**Exercise objective**
Provide the count of lines below that include the word "property", without any accompanying remarks.

**Data provided**
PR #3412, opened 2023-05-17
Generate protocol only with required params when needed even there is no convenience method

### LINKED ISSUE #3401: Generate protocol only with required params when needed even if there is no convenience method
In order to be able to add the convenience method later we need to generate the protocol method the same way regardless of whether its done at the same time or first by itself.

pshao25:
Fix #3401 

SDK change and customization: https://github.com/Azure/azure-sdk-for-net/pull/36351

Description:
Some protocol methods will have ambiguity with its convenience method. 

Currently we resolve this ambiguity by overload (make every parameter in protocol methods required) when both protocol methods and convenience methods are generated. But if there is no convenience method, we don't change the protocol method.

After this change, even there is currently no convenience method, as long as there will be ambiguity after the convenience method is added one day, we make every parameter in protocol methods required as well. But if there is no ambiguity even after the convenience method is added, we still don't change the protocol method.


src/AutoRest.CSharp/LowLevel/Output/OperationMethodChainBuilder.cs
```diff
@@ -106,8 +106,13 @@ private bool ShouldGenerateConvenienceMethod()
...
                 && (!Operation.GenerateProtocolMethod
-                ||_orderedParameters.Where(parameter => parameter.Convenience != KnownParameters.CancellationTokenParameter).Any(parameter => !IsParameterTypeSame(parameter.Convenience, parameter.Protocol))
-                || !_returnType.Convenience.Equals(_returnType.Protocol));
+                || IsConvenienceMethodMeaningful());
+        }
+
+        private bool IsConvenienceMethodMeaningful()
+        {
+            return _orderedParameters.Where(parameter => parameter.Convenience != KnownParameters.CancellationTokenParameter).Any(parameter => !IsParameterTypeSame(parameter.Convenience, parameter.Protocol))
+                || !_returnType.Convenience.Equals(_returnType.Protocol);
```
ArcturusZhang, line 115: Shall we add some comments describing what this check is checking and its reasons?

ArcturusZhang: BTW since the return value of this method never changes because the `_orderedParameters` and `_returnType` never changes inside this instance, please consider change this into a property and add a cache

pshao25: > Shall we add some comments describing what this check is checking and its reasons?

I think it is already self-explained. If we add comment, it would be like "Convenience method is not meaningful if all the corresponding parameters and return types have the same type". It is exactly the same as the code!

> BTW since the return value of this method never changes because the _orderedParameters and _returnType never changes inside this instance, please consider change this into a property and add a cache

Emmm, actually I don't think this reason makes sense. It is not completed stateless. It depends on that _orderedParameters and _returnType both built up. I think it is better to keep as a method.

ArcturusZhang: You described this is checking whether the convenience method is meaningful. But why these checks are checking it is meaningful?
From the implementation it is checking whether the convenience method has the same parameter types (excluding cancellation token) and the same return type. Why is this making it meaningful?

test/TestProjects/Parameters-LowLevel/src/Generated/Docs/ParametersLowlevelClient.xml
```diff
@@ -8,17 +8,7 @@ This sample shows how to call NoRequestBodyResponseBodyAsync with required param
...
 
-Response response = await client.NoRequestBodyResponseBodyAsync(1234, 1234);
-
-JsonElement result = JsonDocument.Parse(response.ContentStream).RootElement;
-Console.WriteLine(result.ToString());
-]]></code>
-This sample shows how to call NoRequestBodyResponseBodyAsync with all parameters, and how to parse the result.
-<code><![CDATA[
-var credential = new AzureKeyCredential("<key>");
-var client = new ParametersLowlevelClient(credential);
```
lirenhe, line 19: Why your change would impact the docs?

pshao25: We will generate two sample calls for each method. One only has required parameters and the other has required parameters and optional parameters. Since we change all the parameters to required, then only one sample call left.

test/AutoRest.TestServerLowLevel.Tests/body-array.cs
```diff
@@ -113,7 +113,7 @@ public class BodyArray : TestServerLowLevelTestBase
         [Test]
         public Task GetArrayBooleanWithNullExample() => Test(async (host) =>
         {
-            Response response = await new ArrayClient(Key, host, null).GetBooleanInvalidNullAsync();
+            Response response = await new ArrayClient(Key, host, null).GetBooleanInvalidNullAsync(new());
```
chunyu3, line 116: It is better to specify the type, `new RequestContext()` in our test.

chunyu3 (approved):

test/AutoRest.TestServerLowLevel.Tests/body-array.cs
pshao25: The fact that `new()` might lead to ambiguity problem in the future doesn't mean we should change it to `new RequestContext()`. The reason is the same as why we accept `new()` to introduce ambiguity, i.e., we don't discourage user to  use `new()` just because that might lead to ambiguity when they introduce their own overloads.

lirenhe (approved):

---

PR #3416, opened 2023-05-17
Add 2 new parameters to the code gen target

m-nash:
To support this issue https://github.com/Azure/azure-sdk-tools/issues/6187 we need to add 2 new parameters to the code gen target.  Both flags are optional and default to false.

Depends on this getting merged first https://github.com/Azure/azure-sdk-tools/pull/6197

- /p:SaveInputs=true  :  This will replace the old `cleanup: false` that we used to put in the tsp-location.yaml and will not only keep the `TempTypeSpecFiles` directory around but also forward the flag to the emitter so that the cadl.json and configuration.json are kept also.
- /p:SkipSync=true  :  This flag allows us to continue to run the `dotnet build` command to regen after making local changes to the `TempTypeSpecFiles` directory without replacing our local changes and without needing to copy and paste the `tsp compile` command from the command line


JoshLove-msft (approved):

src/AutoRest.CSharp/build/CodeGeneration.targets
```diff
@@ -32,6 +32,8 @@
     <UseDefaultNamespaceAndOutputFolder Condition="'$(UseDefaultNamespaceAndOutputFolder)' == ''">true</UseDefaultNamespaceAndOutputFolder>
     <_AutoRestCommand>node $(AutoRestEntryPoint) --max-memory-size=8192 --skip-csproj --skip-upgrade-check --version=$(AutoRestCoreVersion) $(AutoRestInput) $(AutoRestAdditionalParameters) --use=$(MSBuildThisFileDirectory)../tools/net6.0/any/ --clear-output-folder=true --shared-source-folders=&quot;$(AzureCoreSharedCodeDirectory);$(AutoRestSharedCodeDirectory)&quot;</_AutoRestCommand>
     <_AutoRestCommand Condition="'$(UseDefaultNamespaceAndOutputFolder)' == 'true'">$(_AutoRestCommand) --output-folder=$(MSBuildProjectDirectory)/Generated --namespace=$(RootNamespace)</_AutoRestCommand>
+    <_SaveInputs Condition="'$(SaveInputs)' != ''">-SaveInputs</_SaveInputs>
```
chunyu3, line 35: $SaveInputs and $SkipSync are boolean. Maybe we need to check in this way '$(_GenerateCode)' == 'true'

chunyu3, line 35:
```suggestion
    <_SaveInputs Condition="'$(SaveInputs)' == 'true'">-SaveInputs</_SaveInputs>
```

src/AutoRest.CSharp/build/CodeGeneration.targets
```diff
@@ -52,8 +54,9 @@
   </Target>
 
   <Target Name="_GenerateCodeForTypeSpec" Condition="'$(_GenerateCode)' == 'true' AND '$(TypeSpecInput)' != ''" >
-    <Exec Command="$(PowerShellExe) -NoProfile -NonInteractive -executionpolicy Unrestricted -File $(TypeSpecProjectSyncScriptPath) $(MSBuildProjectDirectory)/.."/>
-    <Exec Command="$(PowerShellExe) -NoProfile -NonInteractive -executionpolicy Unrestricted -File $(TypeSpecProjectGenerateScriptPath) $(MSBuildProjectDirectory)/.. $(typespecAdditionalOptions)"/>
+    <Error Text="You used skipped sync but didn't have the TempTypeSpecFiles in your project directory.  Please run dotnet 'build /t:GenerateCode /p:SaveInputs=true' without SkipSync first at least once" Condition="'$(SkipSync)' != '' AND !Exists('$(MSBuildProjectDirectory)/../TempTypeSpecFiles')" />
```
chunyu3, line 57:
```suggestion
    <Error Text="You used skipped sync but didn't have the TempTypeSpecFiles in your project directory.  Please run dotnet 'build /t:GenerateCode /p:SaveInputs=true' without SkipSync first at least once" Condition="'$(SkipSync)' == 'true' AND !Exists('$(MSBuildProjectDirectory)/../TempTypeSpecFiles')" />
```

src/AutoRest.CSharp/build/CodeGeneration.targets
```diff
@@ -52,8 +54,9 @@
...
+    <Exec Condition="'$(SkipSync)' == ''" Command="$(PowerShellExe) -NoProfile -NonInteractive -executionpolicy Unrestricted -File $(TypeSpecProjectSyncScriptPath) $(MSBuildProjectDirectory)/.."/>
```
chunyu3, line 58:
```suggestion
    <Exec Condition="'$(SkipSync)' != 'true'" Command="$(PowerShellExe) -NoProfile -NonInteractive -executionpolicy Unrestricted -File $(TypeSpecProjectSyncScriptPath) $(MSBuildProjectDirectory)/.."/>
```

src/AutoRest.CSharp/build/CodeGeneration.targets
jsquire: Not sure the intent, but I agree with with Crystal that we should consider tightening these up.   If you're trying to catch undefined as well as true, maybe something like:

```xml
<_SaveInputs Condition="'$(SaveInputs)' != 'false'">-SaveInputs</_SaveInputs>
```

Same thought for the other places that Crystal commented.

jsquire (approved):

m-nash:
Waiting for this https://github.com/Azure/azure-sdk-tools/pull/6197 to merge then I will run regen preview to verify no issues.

**Exercise answer**
2